- Task statement -
From the records below, extract only the lines running from the line with "Improve the way we create a base page context" to the line with "We've had this", both lines included, reproducing them exactly.

- Excerpted data -
PR #202, opened 2026-07-10
Improve the way we create a base page context

doanac:
We've had this split where the auth package and UI package have their own logic for creating this base page context.

Every time we've added a new field, this time its branding stuff, we've broken some page's rendering logic. This change introduces logic to consolidate things and fights circular dependencies.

- Result of this task -
Improve the way we create a base page context

doanac:
We've had this split where the auth package and UI package have their own logic for creating this base page context.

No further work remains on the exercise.